From the entries below, retype only the lines from the one with "In any case" through the one with "PR #1877, opened 2014-11-26", exactly as written.

Records excerpted from a collection

********************

Issue #1849, opened 2014-11-16
LCD screen stays blank after power on


projectkk2glider:
Report from forums, http://www.rcgroups.com/forums/showpost.php?p=29953267&postcount=879

> I have a first generation Taranis. Never had a problem. Today, several time while powering it up I would hear the welcome message, but the screen would stay blank. and nearly as I can tell, the radio would not transmit. Usually turning the power off and on again solved it. Running OpenTx 2.0.12 which so far (2 months) worked fine. Anybody has had issues like this before? The radio is 14 months old. 

Then another user:

> About 4 hours after I received my Taranis I experienced this failure. My supplier gave me an RMA number immediately, I returned the system and I was sent a replacement which has been good for two months now. 

And another:

> Mine which is 16 months old has just started doing the same. It seems to be when the temperature is quite low.

And another:

> Mine did that also in the beginning with the stock FW. Then once or twice recently since updating to 2.0.12. Temperature doesn't seem to be a factor.Turning it off then on again always corrected it. I thought perhaps the FW was not loading properly. Mine is the ver.B, about a year old.

mgx0:
Hello after 4 years :) It's getting colder outside, is anybody having this problem again? I experienced it in temperatures below 15 degrees, repeatedly. I'm on the currently latest stable release of OpenTX, Taranis X9D (No Plus). Maybe something needs replacing, but is there anything I can check please?

I have had a pause in flying for 2 years, so I don't really know whether this problem would occur earlier or not :(

raphaelcoeffic:
@mgx0 could it be that it's outside the specs of the LCD? -15° is quite cold for the poor LCD....

mgx0:
@raphaelcoeffic nope that 15 was above zero 😊 i remember when this issue has been opened, it was around the same temperature.  And also turning off and back on the radio helped. And display never stopped working once started correctly until next shutdown. Same symptoms

Should I open new Issue? How do I find out whether it's an issue with my TX or general? My Taranis is one from the earliest X9D non-plus

kilrah:
In any case it has nothing to do with the software...

mgx0:
@kilrah could you prove your statement?

i can prove mine: this whole thread started with the same problem and has been fixed in the software. If I roll back to openTX 2.0.14, I have no problem, I just have found out

bsongis:
@mgx0 given that on your X9D 2.3 is KO would you tell me if :
- 2.0 is OK / KO
- 2.1 is OK / KO
[...]

PR #1877, opened 2014-11-26
Fixes #1875 and #1849: implemented LCD initialization for low temperatures

### LINKED ISSUE #1875: How to integrate low temperature LCD support
It has been determined in issue #1849 that the lcdInit() which works for low temperatures is (from commit de793502fa4241b0d2502cd539e28ae8725384d5):

``` c
void lcdInit()
{
  LCD_BL_Config();
  LCD_Hardware_Init();
#if defined(REVPLUS)
  initLcdSpi() ;
#endif

  // LCD_RST_HIGH();
  // Delay(20);

  LCD_RST_LOW();
  Delay(2);     // only 3us needed according to data-sheet

  LCD_RST_HIGH();
  Delay(1300);     // 150ms needed according to data-sheet, reserve for low temperature

  LCD_Init();
  AspiCmd(0xAF);    //dc2=1, IC into exit SLEEP MODE, dc3=1 gray=ON, dc4=1 Green Enhanc mode disabled
  Delay(20);      //neded for start of internal DC-DC converter
}
```

The main changes from current `master` are:
- removal of Aspi command that issues LCD controller reset. This reset was redundant, it was right after reset via RST pin. ( Even remaining reset via RST pin seems redundant, as LCD controler does reset by itself after power is applied.)
- the delay after the reset was increased from 83ms to 1300ms (this value was determined after extensive testing, see issue #1849 )

Ali in all the new code (that works at low temperatures) is about **one second slower** than before. This poses a new problem in case of unexpected shutdown (watchdog resest) where we want radio to be operational as soon as possible.

We need to decide how to integrate new code into opentx. Choices are:
1. integrate as is and we live with longer lcd initialization
2. in case of watchdog reset we use a shorter delay. This could quite possibly work, since it has been observed in tests that quick power-off/power-on sequence properly initializes display even with the current code in `master`. 
3. we could modify delay depending on temperature
4. we could modify the whole initializaiton sequence, reset LCD controller as soon as possible, then do other stuff (like reading EEPROM) and then finish initializing LCD.

Choices 3 and 4 are not my favorites, too many changes, my vote is for choice 2. @bsongis @kilrah @MikeBland what is your opinion?

projectkk2glider:
Closes #1875 and #1849

Initialization skipped in case of watchdog reset or boot-loader exit.

Only tested on Taranis, somebody else needs to check on Taranis Plus!

### DIFF
--- a/radio/src/targets/taranis/lcd_driver.cpp
+++ b/radio/src/targets/taranis/lcd_driver.cpp
@@ -16,8 +16,10 @@
 
 #if defined(REVPLUS)
   #define CONTRAST_OFS 160
+  #define RESET_WAIT_DELAY_MS      300        //wait time after LCD reset before first command
 #else
   #define CONTRAST_OFS 5
+  #define RESET_WAIT_DELAY_MS     1300        //wait time after LCD reset before first command
 #endif
 
 #if defined(BOOT)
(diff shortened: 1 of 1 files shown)


bob9:
I'm having this problem the taranis plus I got last week after upgrading to the latest firmware. 

I turn on taranis and intermittently the screen stays blue and the audio starts talking. The taranis seems to work fine just with no screen. 

I'm concerned I have a faulty taranis plus.. Should I be sending it back?

tomkfly:
Have you loaded the correct Firmware?  Also this is the wrong place to ask your type of question, you should ask on one of the Taranis forums. This facility is for reporting Firmware bugs or requesting new functions.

********************

#### RESULT BELOW
In any case it has nothing to do with the software...

mgx0:
@kilrah could you prove your statement?

i can prove mine: this whole thread started with the same problem and has been fixed in the software. If I roll back to openTX 2.0.14, I have no problem, I just have found out

bsongis:
@mgx0 given that on your X9D 2.3 is KO would you tell me if :
- 2.0 is OK / KO
- 2.1 is OK / KO
[...]

PR #1877, opened 2014-11-26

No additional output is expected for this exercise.